RESEARCH TRIANGLE PARK – The Research Triangle Regional Partnership (RTRP) hosted Irish investment group Enterprise Ireland and Irish Ambassador Daniel Mulhall recently for an in-depth tour of the area, primarily focused on the growing Ag-Tech cluster in North Carolina – a robust business environment that closely mirrors Ireland’s own evolving 21st-century economy.
As its economy grew by 7.8 percent of GDP last year and is set to grow by another 4 percent in 2018, Ireland is on track to remain the fastest growing economy in the European Union for the fourth year in a row. Similar to North Carolina, much of Ireland’s recent rapid rise can be attributed to enormous investment and growth in the many facets of the tech sector – pharmaceuticals, bio-medicine, software development. However, much of the current business infrastructure in both countries can be traced to a shared past of economies built on agriculture and innovations surrounding these historic roots.

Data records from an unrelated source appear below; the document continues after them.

PR #1955, opened 2020-04-19
Normative: Fixed bug in Number::unsignedRightShift

jhnaldo:
In the previous version ES2019, [The Unsigned Right Shift Operator(`>>>`)](https://www.ecma-international.org/ecma-262/#sec-unsigned-right-shift-operator-runtime-semantics-evaluation) utilize [`ToUint32`](https://www.ecma-international.org/ecma-262/#sec-touint32) for both left and right expressions. However, the current version apply [`ToUint32`](https://tc39.es/ecma262/#sec-touint32) for only the right number value but use [`ToInt32`](https://tc39.es/ecma262/#sec-toint32) for the left number value in [`Number::unsignedRightShift`](https://tc39.es/ecma262/#sec-numeric-types-number-unsignedRightShift). I think it breaks the backward compatibility thus I revised the semantics of [`Number::unsignedRightShift`](https://tc39.es/ecma262/#sec-numeric-types-number-unsignedRightShift) to use [`ToUint32`](https://tc39.es/ecma262/#sec-touint32) for both left and right number value.

### DIFF
--- a/spec.html
+++ b/spec.html
@@ -1692,7 +1692,7 @@
         <emu-clause id="sec-numeric-types-number-unsignedRightShift">
           <h1>Number::unsignedRightShift ( _x_, _y_ )</h1>
           <emu-alg>
-            1. Let _lnum_ be ! ToInt32(_x_).
+            1. Let _lnum_ be ! ToUint32(_x_).
             1. Let _rnum_ be ! ToUint32(_y_).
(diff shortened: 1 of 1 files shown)


caiolima:
Sorry for late comment here. I confirm this was a bug introduced with BigInt PR. Thanks for fixing it.

PR #1959, opened 2020-04-20
Editorial: Ambiguous notation `≠` in ArraySetLength

jhnaldo:
In the [ArraySetLength](https://tc39.es/ecma262/#sec-arraysetlength) algorithm, the operator `≠` is ambiguous. According to the following test262 tests,

- [test262/test/built-ins/Object/defineProperties/15.2.3.7-6-a-127.js](https://github.com/tc39/test262/blob/master/test/built-ins/Object/defineProperties/15.2.3.7-6-a-127.js)
- [test262/test/built-ins/Object/defineProperty/15.2.3.6-4-131.js](https://github.com/tc39/test262/blob/master/test/built-ins/Object/defineProperty/15.2.3.6-4-131.js)

the algorithm should not throw the RangeError exception when `newLen` is +0 and `numberLen` is -0. However, the ArraySetLength algorithm throws a RangeError exception when `newLen ≠ numberLen`. According, to the [`Number::equal`](https://tc39.es/ecma262/#sec-numeric-types-number-equal) algorithm, +0 and -0 is not the same Number value. Therefore, I revised the fifth line to use [`Number::equal`](https://tc39.es/ecma262/#sec-numeric-types-number-equal) instead fo the ambiguous notation `≠` for clarity.

### DIFF
--- a/spec.html
+++ b/spec.html
@@ -8975,7 +8975,7 @@
           1. Let _newLenDesc_ be a copy of _Desc_.
           1. Let _newLen_ be ? ToUint32(_Desc_.[[Value]]).
           1. Let _numberLen_ be ? ToNumber(_Desc_.[[Value]]).
-          1. If _newLen_ &ne; _numberLen_, throw a *RangeError* exception.
+          1. If Number::equal(_newLen_, _numberLen_) is *false*, throw a *RangeError* exception.
           1. Set _newLenDesc_.[[Value]] to _newLen_.
           1. Let _oldLenDesc_ be OrdinaryGetOwnProperty(_A_, *"length"*).
           1. Assert: ! IsDataDescriptor(_oldLenDesc_) is *true*.


devsnek:
I think in this context, `a ≠ b` already means that it should use the floating point definition of equality (where -0 == 0), thanks to https://tc39.es/ecma262/#sec-mathematical-operations.

ljharb:
I agree, it's not ambiguous as-is.

That said, I'm also +0 on this change.

jhnaldo:
> I think in this context, `a ≠ b` already means that it should use the floating point definition of equality (where -0 == 0), thanks to https://tc39.es/ecma262/#sec-mathematical-operations.

So, you mean that `-0 is not the same Number value as +0` but `-0 = +0`
because the operators `=` and `≠` are  IEEE 754-2019 double-precision floating point operators, right?

jhnaldo:
image
Then, how about this one?
According to your interpretation, I think that the step 7 in [`StringGetOwnProperty`](https://tc39.es/ecma262/#sec-stringgetownproperty) return **undefined** not only if *index* is -0 but also if *index* is +0 because the equality operator should be the IEEE 754-2019 double-precision floating point operator.

devsnek:
It should be changed to say "If index is -0"

jhnaldo:
> It should be changed to say "If index is -0"

Thank you for the explanation. I understand now! Thus, I will close this pull request.

PR #1963, opened 2020-04-22
Editorial: Using `is -0` instead of `= -0` in StringGetOwnProperty

jhnaldo:
I revised a small part in [`StringGetOwnProperty`](https://tc39.es/ecma262/#sec-stringgetownproperty) to use `is -0` instead of `= -0` to correctly represent the semantics. The expression `index = -0` denotes that `index` is `-0` or `+0` because the `=` operator is floating point equality operator. Thus, instead, I think that it should be revised to `index is -0`.

### DIFF
--- a/spec.html
+++ b/spec.html
@@ -9075,7 +9075,7 @@
           1. Let _index_ be ! CanonicalNumericIndexString(_P_).
           1. If _index_ is *undefined*, return *undefined*.
           1. If IsInteger(_index_) is *false*, return *undefined*.
-          1. If _index_ = *-0*, return *undefined*.
+          1. If _index_ is *-0*, return *undefined*.
           1. Let _str_ be _S_.[[StringData]].
           1. Assert: Type(_str_) is String.
           1. Let _len_ be the length of _str_.


ljharb:
There's a few other cases of `= 0`; we should probably change all of them at once to be "is 0".

(Also, note the overlap with #1086)

jhnaldo:
> There's a few other cases of `= 0`; we should probably change all of them at once to be "is 0".
> 
> (Also, note the overlap with #1086)

I'm confusing to understand the conversations in #1086.
So, in consequence, what is the exact meaning of `= 0` and `is 0`?
I believe that the meaning is as follows:

- `x = 0` denotes `x` is ES Number values `+0`, `-0`, or the mathematical value `0`
- `x is 0` denotes `x` should be mathematical value `0`.

Am I right?

ljharb:
In general, there's a lot of implicitness around Number and mathematical values in the spec; this seems like it may be one of those cases.

jhnaldo:
@ljharb I think that `= -0` and `= 0` cases are slightly different. I don't know whether few cases of `= 0` are correct or not, or even if they are incorrect, I don't know how to revise them.

However, I believe that the `= -0` equality check in [`StringGetOwnProperty`](https://tc39.es/ecma262/#sec-stringgetownproperty) should revised into `is -0`.
According to #1752, it revised `= -0` equality check to use instead `is 0` and it was accepted and merged. Is there other issues that only this `= -0` equality check should be considered with other cases of `= 0`?

bakkot:
I am in favor of this change. Specifically, for the case of comparing ECMAScript values to the ECMAScript values `0` and `-0` I would prefer that we always say `is +0` or `is -0` rather than `= 0`, `= +0`, `= -0`, or `is 0`.

PR #1976, opened 2020-04-28
Editorial: add prefix '?' on calling ToPrimitive in Abstract Equality Comparison

h2oche:
In step 10 and step 11 of [`Abstract Equality Comparison`](https://tc39.es/ecma262/#sec-abstract-equality-comparison) operation, return value of [`ToPrimitive`](https://tc39.es/ecma262/#sec-toprimitive) operation is directly used. However, [`ToPrimitive`](https://tc39.es/ecma262/#sec-toprimitive) operation may return abrupt completion record and adding prefix '?' on calling [`ToPrimitive`](https://tc39.es/ecma262/#sec-toprimitive) operation seems to be proper way of handle this problem.


ljharb:
https://ci.tc39.es/ipr/tc39/ecma262/pull/1976 tells me the IPR form is signed.

PR #1939, opened 2020-04-07
Normative: Update RegExp property aliases per Unicode v13

mathiasbynens:
Tests: https://github.com/tc39/test262/pull/2526

Ref. #1897 & #1896.

PR #1992, opened 2020-05-13
Editorial: use real table rows instead of ULs in Unicode tables

michaelficarra:
Compare [current](https://tc39.es/ecma262/#table-binary-unicode-properties) with [updated](https://ci.tc39.es/preview/tc39/ecma262/pull/1992/#table-binary-unicode-properties).

I also removed a few duplicate entries from Table 58: `Cham`, `Lisu`, `Modi`, `Newa`, and `Thai`.

FYI @mathiasbynens this would require a rebase of #1896 and #1939. I'm happy to do it for you if we merge this first.

### DIFF
--- a/table-binary-unicode-properties.html
+++ b/table-binary-unicode-properties.html
@@ -12,22 +12,18 @@
       <td><a href="https://unicode.org/reports/tr18/#General_Category_Property">`ASCII`</a></td>
     </tr>
     <tr>
-      <td>
-        <ul>
-          <li>`ASCII_Hex_Digit`</li>
-          <li>`AHex`</li>
-        </ul>
-      </td>
-      <td><a href="https://unicode.org/reports/tr44/#ASCII_Hex_Digit">`ASCII_Hex_Digit`</a></td>
+      <td>`ASCII_Hex_Digit`</td>
+      <td rowspan="2"><a href="https://unicode.org/reports/tr44/#ASCII_Hex_Digit">`ASCII_Hex_Digit`</a></td>
     </tr>
     <tr>
-      <td>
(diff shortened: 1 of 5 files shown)


table-binary-unicode-properties.html
```diff
@@ -12,22 +12,19 @@
...
     </tr>
     <tr>
-      <td>
-        <ul>
-          <li>`ASCII_Hex_Digit`</li>
-          <li>`AHex`</li>
-        </ul>
+      <td>`ASCII_Hex_Digit`</td>
+      <td>`AHex`</td>
       </td>
```
bakkot, line 17: Seems stray?

michaelficarra: Figures, the only one I did by hand is messed up 🙄. Ugh.

table-binary-unicode-properties.html
```diff
@@ -12,22 +12,18 @@
...
     <tr>
-      <td>
-        <ul>
-          <li>`ASCII_Hex_Digit`</li>
-          <li>`AHex`</li>
-        </ul>
-      </td>
-      <td><a href="https://unicode.org/reports/tr44/#ASCII_Hex_Digit">`ASCII_Hex_Digit`</a></td>
+      <td>`ASCII_Hex_Digit`</td>
+      <td rowspan=2><a href="https://unicode.org/reports/tr44/#ASCII_Hex_Digit">`ASCII_Hex_Digit`</a></td>
```
ljharb, line 16: i have a mild preference for always quoting all html property values

michaelficarra: Done.

PR #2730, opened 2022-04-11
Editorial: Improve consistency of mathematical conventions

gibson042:
* ~~Escape `>` as `&gt;`.~~
* Make clear that the symbol used for mathematical subtraction is `-` (U+002D HYPHEN-MINUS) rather than e.g. `–` (U+2013 EN DASH) or `−` (U+2212 MINUS SIGN).

Ref https://github.com/tc39/ecma402/pull/672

RTRP Executive Director Ryan Combs, in remarks during a tour stop at Durham’s American Tobacco Campus, drew comparisons to agriculture industry statistics regarding workforce numbers and key crop and livestock exports that anchor the respective multi-billion dollar agriculture markets. Just as North Carolina is the largest sweet potato exporter in the United States, Ireland’s agriculture economy primarily centers around beef and dairy products, and is the largest beef supplier in Europe.
However, Combs also noted the strides being made on both fronts in response to shifting resources and investments that seek to build upon each region’s unique potential to marry an agricultural past with the technological advances of the future. “While we both continue to take tremendous pride in our ag heritage, over the last 20 years we have both transformed ourselves into a tech and life science hub,” said Combs.

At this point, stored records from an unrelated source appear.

PR #2731, opened 2022-04-11
Refactor the "enforce format" job to output literal backticks rather than command output

gibson042:
cf. https://github.com/tc39/ecma262/runs/5979841913?check_suite_focus=true
```
Run if ! $(npm bin)/emu-format --check spec.html; then echo "You need to run `npm run format`"; exit 1; fi
Need formatting:
spec.html
You need to run 
> ecma262@1.0.0 format
> emu-format --write spec.html
```


ljharb (approved):
woof, good catch

bakkot (approved):

PR #2737, opened 2022-04-14
Editorial: Make the steps of IsLessThan for String values more explicit

gibson042:
This should simplify reading and also help with KAIST-like efforts.

### DIFF
--- a/spec.html
+++ b/spec.html
@@ -6129,12 +6129,14 @@
           1. Let _py_ be ? ToPrimitive(_y_, ~number~).
           1. Let _px_ be ? ToPrimitive(_x_, ~number~).
         1. [id="step-arc-string-check"] If Type(_px_) is String and Type(_py_) is String, then
-          1. If IsStringPrefix(_py_, _px_) is *true*, return *false*.
-          1. If IsStringPrefix(_px_, _py_) is *true*, return *true*.
-          1. Let _k_ be the smallest non-negative integer such that the code unit at index _k_ within _px_ is different from the code unit at index _k_ within _py_. (There must be such a _k_, for neither String is a prefix of the other.)
-          1. Let _m_ be the integer that is the numeric value of the code unit at index _k_ within _px_.
-          1. Let _n_ be the integer that is the numeric value of the code unit at index _k_ within _py_.
-          1. If _m_ &lt; _n_, return *true*. Otherwise, return *false*.
+          1. Let _lx_ be the length of _px_.
+          1. Let _ly_ be the length of _py_.
+          1. For each integer _i_ starting with 0 such that _i_ &lt; min(_lx_, _ly_), in ascending order, do
+            1. Let _cx_ be the integer that is the numeric value of the code unit at index _i_ within _px_.
+            1. Let _cy_ be the integer that is the numeric value of the code unit at index _i_ within _py_.
+            1. If _cx_ &lt; _cy_, return *true*.
+            1. If _cx_ &gt; _cy_, return *false*.
+          1. If _lx_ &lt; _ly_, return *true*. Otherwise, return *false*.
         1. Else,
           1. If Type(_px_) is BigInt and Type(_py_) is String, then
             1. Let _ny_ be StringToBigInt(_py_).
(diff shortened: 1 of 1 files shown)


spec.html
```diff
@@ -6126,12 +6126,14 @@ <h1>
...
         1. [id="step-arc-string-check"] If Type(_px_) is String and Type(_py_) is String, then
-          1. If IsStringPrefix(_py_, _px_) is *true*, return *false*.
-          1. If IsStringPrefix(_px_, _py_) is *true*, return *true*.
-          1. Let _k_ be the smallest non-negative integer such that the code unit at index _k_ within _px_ is different from the code unit at index _k_ within _py_. (There must be such a _k_, for neither String is a prefix of the other.)
-          1. Let _m_ be the integer that is the numeric value of the code unit at index _k_ within _px_.
-          1. Let _n_ be the integer that is the numeric value of the code unit at index _k_ within _py_.
-          1. If _m_ &lt; _n_, return *true*. Otherwise, return *false*.
+          1. Let _lx_ be the length of _px_.
+          1. Let _ly_ be the length of _py_.
+          1. For each integer _i_ starting with 0 such that _i_ &lt; min(_lx_, _ly_), in ascending order, do
```
ljharb, line 6131: this seems like the more common "let i = 0; repeat while i < min(_lx_, _ly_)" and then with "increment i by 1" as the last step?

gibson042: That's a fair point. What about the other uses of this minority pattern?
```sh
awk '
  /<emu-clause/ { clause=$0; h1=""; }
  /<h1/ { h1=$0 }
  /1. For each.*starting with/ { printf "\n%s\n%s\n%s\n", clause, h1, $0 }
' spec.html
```

1. [StringIndexOf](https://tc39.es/ecma262/multipage/ecmascript-data-types-and-values.html#sec-stringindexof)
   > For each integer _i_ starting with _fromIndex_ such that _i_ &le; _len_ - _searchLen_, in ascending order, do

2. [String Exotic Objects [[OwnPropertyKeys]]](https://tc39.es/ecma262/multipage/ordinary-and-exotic-objects-behaviours.html#sec-string-exotic-objects-ownpropertykeys)
   > For each integer _i_ starting with 0 such that _i_ &lt; _len_, in ascending order, do

3. [Integer-Indexed Exotic Objects [[OwnPropertyKeys]]](https://tc39.es/ecma262/multipage/ordinary-and-exotic-objects-behaviours.html#sec-integer-indexed-exotic-objects-ownpropertykeys)
   > For each integer _i_ starting with 0 such that _i_ &lt; _O_.[[ArrayLength]], in ascending order, do

4. [String.prototype.lastIndexOf](https://tc39.es/ecma262/multipage/text-processing.html#sec-string.prototype.lastindexof)
   > For each non-negative integer _i_ starting with _start_ such that _i_ &le; _len_ - _searchLen_, in descending order, do

5. [MakeMatchIndicesIndexPairArray](https://tc39.es/ecma262/multipage/text-processing.html#sec-makematchindicesindexpairarray)
   > For each integer _i_ starting with 0 such that _i_ &lt; _n_, in ascending order, do

ljharb: the "such that" stuff reads awkwardly to me, we should see what the editors think, but i'd prefer to change them all to the more standard repeat loops.

bakkot: Personally I'm happier with range-based loops, at least in this case.

spec.html
```diff
@@ -6160,7 +6162,7 @@ <h1>
...
+        <p>The comparison of Strings uses a simple lexicographic ordering on sequences of UTF-16 code unit values. There is no attempt to use the more complex, semantically oriented definitions of character or string equality and collating order defined in the Unicode specification. Therefore String values that are canonically equal according to the Unicode Standard but not in the same normalization form could test as unequal. Also note that ordering by <em>code unit</em> differs from ordering by <em>code point</em> for Strings containing surrogate pairs.</p>
```
bakkot, line 6165:
```suggestion
        <p>The comparison of Strings uses a simple lexicographic ordering on sequences of UTF-16 code unit values. There is no attempt to use the more complex, semantically oriented definitions of character or string equality and collating order defined in the Unicode specification. Therefore String values that are canonically equal according to the Unicode Standard but not in the same normalization form could test as unequal. Also note that lexicographic ordering by <em>code unit</em> differs from ordering by <em>code point</em> for Strings containing surrogate pairs.</p>
```

bakkot (approved):
I am approximately neutral on this change but am OK with it.

spec.html
gibson042: Accepted.

syg (approved):
lgtm. Please remove the definition of IsStringPrefix as well since these seem to be the only uses.

gibson042:
Nice catch on IsStringPrefix! Removed.

ljharb:
RIP IsStringPrefix, ES2018-2022.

And bound by the Triangle’s universities and their world-class research centers, medical schools and agriculture hubs on all sides, Ambassador Mulhall echoed the sense that North Carolina and Ireland do indeed share a “global-mindedness” in this transformation process, largely based on similar demographics and attitudes.

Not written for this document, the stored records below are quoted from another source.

Issue #1426, opened 2019-01-20
Possible bug in GetSubstitution or test262


targos:
I think I found a mismatch between the spec and some test262 tests.

In the [table for Replacement Text Symbol Substitutions](https://tc39.github.io/ecma262/#table-45), the 5th row says "$n where n is one of 1 2 3 4 5 6 7 8 9 and $n is not followed by a decimal digit".

In the following test: https://github.com/tc39/test262/blob/master/test/built-ins/String/prototype/replace/S15.5.4.11_A3_T1.js
The substition string is `"$1115"`. This string does not match that row of the table (`$1` is followed by the decimal digit `1`), but the test result expects that it does (`$1` is replaced by the first capture).

Which is correct? Spect text or test?

anba:
Probably an oversight in #853, which changed it from `If nn is 00 or nn>m, the result is implementation-defined.` to `If nn is 00 or nn > m, no replacement is done.` while we actually want to fallback to `n mod 10` first and then to `no-replacement`?

claudepache:
BTW, the wording ”no replacement is done” introduced in #853 is obscure (I first understood as: `"foo".replace(/foo/, "x$42")` will return `"foo"`, and not `"x$42"`). Now, I understand that the expression meant in fact: ”use the literal string `$nn`”.

targos:
> Probably an oversight in #853, which changed it from `If nn is 00 or nn>m, the result is implementation-defined.` to `If nn is 00 or nn > m, no replacement is done.` while we actually want to fallback to `n mod 10` first and then to `no-replacement`?

That seems right. I tested Chrome, Firefox and Edge. All behave like this:

![image](https://user-images.githubusercontent.com/2352663/51709152-fbafec00-2025-11e9-8e2b-f37a570230a8.png)

Should I try to do a PR to fix the spec?

littledan:
A PR for the fix would be great. Thank you for your good work here in catching my error!

ljharb:
I ran that code in eshost and got this:
<details><summary>code</summary>

```js
print('ABCDEFGHIJKL'.replace(/(A)(B)(C)(D)(E)(F)(G)(H)(I)(J)(K)(L)/, '$12'));
print('ABCDEFGHIJKL'.replace(/(A)(B)(C)(D)(E)(F)(G)(H)(I)(J)(K)/, '$12'));
```
</details>

<details><summary>results</summary>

In an interview with the North State Journal during his visit – his first to the state – Mulhall noted that emerging markets in both places rely on an effort to “equalize development between rural and metro areas.” He stated that investments in education and consistent pro-business government policies exhibit an emphasis on economic development, and have worked, along with Ireland’s competitive 12.5 percent corporate tax rate, to create sustained growth.
Mulhall’s visit included meetings with North Carolina dignitaries as well as tours of local tech giants IQVIA (formerly Quintiles) and SAS, among others. He said that in the years ahead, he is hopeful for the further development of ties with North Carolina as both economies continue to innovate throughout historically agricultural areas as well as growing urban centers.
Combs will lead an RTRP delegation to Ireland in November, including Bill Bullock, with N.C. Biotech Center, Dean Rich Linton, from N.C. State College of Ag and Life Sciences, and Kaleb Rathbone with N.C. Dept. of Agriculture, to pursue the mission of “building relationships with Irish universities, government organizations, and Irish businesses who are looking at international markets.”